Of course, if you're measuring a finished cheese, you'd need to puree it because there's no whey left that seeps out.
Quote from: linuxboy on January 15, 2010, 04:54:49 PM
Two considerations here. One: scientific accuracy, two: practicality. To measure pH of a made curd or cheese, the lab process is to puree it with an emulsifier additive and distilled water. This puts everything into solution, giving a fairly accurate pH measurement. For normal home purposed, this is not practical. The general consensus here during our last big "where to measure" discussion is to measure the whey at the closest point to the curd. Meaning, you press into a piece of curd you have reserved so a little of the whey comes out, and the pH meter measures whey. If you measure the leftover whey after you drain it, or just stick it in the pot if you are pressing under the whey, it is not as accurate because the curd and whey start to diverge enough to be dissimilar at about the point of whey drain, which is ~6.2.

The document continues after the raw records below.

PR #1140, opened 2023-02-13
Avatar refactor

Fercas123:


joshwooding (changes requested):
Can we split the PR into refactoring and moving, please? It makes it easier to review

packages/lab/stories/avatar.doc.stories.mdx
```diff
@@ -16,44 +16,84 @@ import {
...
 # Avatar
 
-An Avatar is a small circular graphical representation of a person through a personal profile picture or name initials.
+An Avatar is a small circular graphical representation of an entity through a profile picture or name initials.
+It has three variants to account for different types of data:
 
-## Default Avatar
+- Image is used when a photo is available;
+- Initials is used when a photo is unavailable but profile information is;
+- Default is used when neither photo nor profile information are available.
```
el-dav, line 24: Maybe change to 'A default Icon is used'

packages/lab/stories/avatar.doc.stories.mdx
```diff
@@ -16,44 +16,84 @@ import {
...
 
 <Canvas>
-  <Story id="lab-avatar--initials" />
+  <Story id="lab-avatar--with-initials" />
 </Canvas>
 
-# API
+#### Custom SVG
+
+You can pass a custom SVG as a children of the component.
```
el-dav, line 61: You can pass a custom SVG as children to the component to be used an an image.

el-dav (dismissed):

packages/lab/src/avatar/Avatar.tsx
```diff
@@ -1,74 +1,52 @@
...
 import { clsx } from "clsx";
-import { forwardRef, HTMLAttributes, ImgHTMLAttributes } from "react";
-import { classBase } from "./internal/constants";
-import { DefaultAvatar } from "./internal/DefaultAvatar";
-import { useLoaded } from "./internal/useLoaded";
+import { forwardRef, HTMLAttributes, ReactNode } from "react";
 
 import "./Avatar.css";
 
+const classBase = "saltAvatar";
```
joshwooding, line 8: Can we inline this?

packages/lab/stories/avatar.stories.tsx
```diff
@@ -1,36 +1,83 @@
...
+import { CSSProperties, ReactNode, useEffect, useState } from "react";
+import { Avatar } from "@salt-ds/lab";
 
 export default {
   title: "Lab/Avatar",
   component: Avatar,
 } as ComponentMeta<typeof Avatar>;
+const sizes = [1, 2, 3, 4] as const;
+
+const imgSrc =
```
joshwooding, line 13: This url will need to change

packages/lab/src/avatar/Avatar.tsx
```diff
@@ -1,74 +1,52 @@
...
-    id: idProp,
-    size = "medium",
-    src,
-    srcSet,
-    title = "user",
-    imgProps,
-    sizes,
+    size = DEFAULT_AVATAR_SIZE,
+    style: styleProp,
+    fallbackIcon = <UserIcon />,
```
joshwooding, line 25: What is the use case for fallbackIcon? I think it would make sense to build an example using it. In my mind, I'm trying to figure out why this wouldn't just be a default to children.

el-dav: I think I agree. The idea was previously that you provide the Avatar all the information (imgSrc, initial data and fallbackIcon) and it would sort out what gets displayed in order of preference. But having moved the responsibility for the image loading to the consumer it can probably all be children.

el-dav: Related question is we want to support both centered Icons e.g. the default, and also svgs which take up the full background circle of the Avatar (primarily for use in the Flag components).

Currently that's controlled by where it has the salt icon class. Are we happy with that logic?

packages/lab/src/avatar/Avatar.css
```diff
@@ -2,65 +2,36 @@
 .saltAvatar {
   --avatar-background: var(--saltAvatar-background, var(--salt-accent-background));
   --avatar-foreground: var(--saltAvatar-foreground, var(--salt-accent-foreground));
```
libertymayc, line 4: I'd say to move these to below directly in the attribute, no need for a local token since it's only being used in 1 place

libertymayc: as in just have `background: var(--saltAvatar-background, var(--salt-accent-background));` below, + same for foreground

packages/lab/stories/avatar/avatar.doc.stories.mdx
```diff
@@ -16,44 +16,90 @@ import {
...
 <Canvas>
-  <Story id="lab-avatar--image" />
+  <Story id="lab-avatar--with-image" />
 </Canvas>
 
-## Initials Avatar
+#### Initials
 
-You can pass the initials as children
+You can pass the initials as a children of the component.
```
libertymayc, line 53:
```suggestion
You can pass the initials as the children of the component.
```

libertymayc: same for above 'a children' maybe?

packages/lab/src/avatar/Avatar.tsx
```diff
@@ -1,74 +1,88 @@
...
-  sizes?: string;
+  /**
+   * The name that Avatar represents.
+   */
+  name?: string;
+  /**
+   * Defines the function that gets initials. Default is capital first letter of each separate word in name.
+   * If a function is not passed or returns undefined, Avatar will default to Icon.
+   */
+  initialsGetter?: InitialsGetter;
```
joshwooding, line 20: We should think about the name of this

packages/lab/src/avatar/Avatar.tsx
```diff
@@ -1,74 +1,88 @@
...
 }
 
-const withBaseName = makePrefixer(classBase);
+const withBaseName = makePrefixer("saltAvatar");
+const DEFAULT_AVATAR_SIZE = 2; // medium
+
+const initialsDefaultGetter = (name?: string) =>
+  name
+    ?.split(" ")
+    .slice(0, 2)
```
joshwooding, line 41: Still unsure about this limit

packages/lab/stories/avatar/avatar.stories.tsx
```diff
@@ -1,36 +1,81 @@
...
+    <path d="M12 6A6 6 0 1 1 0 6a6 6 0 0 1 12 0zm-7.207 4.853c-.7-.92-1.199-1.877-1.488-2.853H1.416a5.008 5.008 0 0 0 3.377 2.853zM1.1 7h1.984a6.978 6.978 0 0 1-.002-2H1.099a4.995 4.995 0 0 0 0 2zm.316-3h1.887c.288-.976.787-1.932 1.488-2.853A5.008 5.008 0 0 0 1.417 4zm2.936 0h3.262c-.329-.911-.876-1.819-1.655-2.709C5.197 2.181 4.666 3.09 4.352 4zm4.577 3H10.9a4.995 4.995 0 0 0 0-2H8.903a6.93 6.93 0 0 1 .027 2zm-1.634 3.831A5.01 5.01 0 0 0 10.584 8H8.722c-.273.968-.752 1.917-1.428 2.831zM7.677 8H4.356c.325.942.883 1.882 1.686 2.802C6.827 9.881 7.369 8.941 7.678 8zm.992-4h1.915A5.01 5.01 0 0 0 7.12 1.126C7.845 2.052 8.364 3.015 8.669 4zM4.095 5a5.94 5.94 0 0 0 .001 2h3.822a5.904 5.904 0 0 0-.031-2H4.094z" />
+  </svg>
+);
+
+export const WithCustomSvg = Template.bind({});
+WithCustomSvg.args = {
+  children: CustomSVG,
+};
+
+export const ImageFallback: ComponentStory<typeof Avatar> = () => {
```
joshwooding, line 64: Can this be simplified now?

packages/lab/src/avatar/Avatar.tsx
Fercas123: `initialsReducer` `nameShortener` `initialsExtractor` ? 🤷‍♀️ any suggestions?

packages/lab/stories/avatar/avatar.stories.tsx
Fercas123: there is a simplified one `WithImage` that uses src, but this one has the image as children so you can pass it with props but would still need to handle failure.

packages/lab/src/avatar/Avatar.tsx
pseys: We need to retain the 2 character limit with the new component. Although it would be nice to offer more it adds complexity. If the characters are, for instance WMW, they'd be too wide for the avatar and would either overlap the edge or have to wrap. Alternatively we'd have to look into ways the font size could be reduced to accommodate 3+ characters which would be further work. 

This isn't to say we shouldn't look into it in the future, as a person with a double-barrelled surname I can see them value in doing it, but for now I don't think its a priority.

packages/lab/src/avatar/Avatar.css
```diff
@@ -1,66 +1,36 @@
...
+  --avatar-base-fontSize: var(--saltAvatar-fontSize, var(--salt-accent-fontSize));
+  --avatar-container-size: calc(var(--avatar-base-size) * var(--avatar-size-multiplier));
+  --avatar-fontSize: calc(var(--avatar-base-fontSize) * var(--avatar-size-multiplier));
+  /* Icon styling */
+  --saltIcon-color: var(--avatar-foreground);
+  --salt-size-icon-base: calc(var(--avatar-container-size) / 2);
 }
 
 /* Style applied to the root element */
 .saltAvatar {
```
libertymayc, line 15: I think we should be adding line-height here (--salt-accent-lineHeight), i'm going to tag in figma specs also

sion-docs (approved):

packages/lab/src/avatar/Avatar.css
Fercas123: I tried `--salt-accent-lineHeight`, and it is not noticeable in the other densities, but it seems to be pushing the text up from the centre in high density, specially in size 1

libertymayc: hmm, I'm not noticing a difference myself when I add it in storybook - could you screenshot?
I think even if it's not noticeable it's important in case it's nested inside other components that set the line height or the global line height is changed

el-dav (dismissed):

packages/lab/src/avatar/Avatar.css
Fercas123: it was a tiny move, but I build again and it seems fine now, so i think it was something in my local :) 

image

lineHeight set: 
image

packages/lab/src/avatar/Avatar.css
```diff
@@ -1,66 +1,37 @@
...
-  background: var(--avatar-background);
+  line-height: var(--salt-accent-lineHeight);
```
libertymayc, line 16: if we expose --saltAvatar-fontSize, we should also expose --saltAvatar-lineHeight

libertymayc, line 16:
```suggestion
  line-height: var(--saltAvatar-lineHeight, var(--salt-accent-lineHeight));
```

libertymayc (approved):

pseys:
Thanks for making the changes @Fercas123 all looks good to me.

Of course, if you're measuring a finished cheese, you'd need to puree it because there's no whey left that seeps out.
With some PH meters you can stick it directly into the solids.
The ExStick ones that everybody has here does that.
What is different about the Extech? It looked like it was just a calomel electrode like any other. I debated getting it but went with the economical one to get me started.
Lennie, nothing special about it. You can use any electrode, so long as the curd will let go of a little whey. That's basically all cheeses, because even parm or similar hard cheeses will release a little whey when you press. You just need to get enough on the membrane to activate the potential so voltage can be measured.